Dalit scholar and activist Suraj Yengde says the exclusion of Dalits from the PDS leads to “generational hunger” that passes from one generation to another “along with caste”.
“Poverty index cannot be disassociated from caste. Caste is nothing but deprivation of all resources that can make life better. It ensures that they who are born poor are meant to live and die in poverty,” he told Al Jazeera.
The NFSA has a provision for a food commission to monitor the implementation of the law. The commission should have a Dalit and a tribal member to ensure proper representation of the two marginalised communities.
However, the Delhi state government has not yet constituted a food commission and has instead asked the Public Grievance Commission to look after the NFSA.
“It is not just Delhi. Multiple states across India have not constituted food commissions. Along with the lack of funds, there is a lack of will too,” Amrita Johri, an activist associated with the Right to Food campaign, told Al Jazeera.

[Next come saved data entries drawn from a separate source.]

PR #3524, opened 2023-03-15
Add detail page for Pods

### LINKED ISSUE #3514: Pod Detail View
AC:
- Add `Pod` to Kind enum and add fields to `FluxObject` class based on Lens CPU tab
- PodDetail component as an option inside DetailModal instead of YamlView
- YamlView still in a tab

joshri:
Closes #3514
Includes partial fix for #3561 

REMIX WITH CONDITIONS TABLE:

A Dalit couple, Suryakali and Sushil Kumar, came to New Delhi in 2013 from Uttar Pradesh’s Pratapgarh district in search of work.
They used to go back to their villages during harvesting seasons. In 2015, the couple got a rude shock when they learned that their name had been taken off the ration card rolls in Pratapgarh.
“When we inquired, we got to know that our village head, who was from the Thakur caste, claimed that we were getting ration in Delhi, so our names should be cut here,” Suryakali told Al Jazeera.
“He did not even ask us or our family for our consent. Just because we are Dalits, he easily removed our name. If we were Thakurs, he would not have dared to do so.”
Sushil said he tried everything, “from confronting to pleading”, but it did not work. “In 2018, I also went to senior officials. Even then my card was not made. When the [coronavirus] lockdown was announced, we were caught off guard. We had nothing to eat in our house,” he said.
“In 2020, we again applied for the ration card, this time in Delhi. However, it has been two years and there is no response to our applications.”
This report was done by the author as part of the Global Nutrition and Food Security Reporting Fellowship offered by the International Centre for Journalists and the Eleanor Crook Foundation.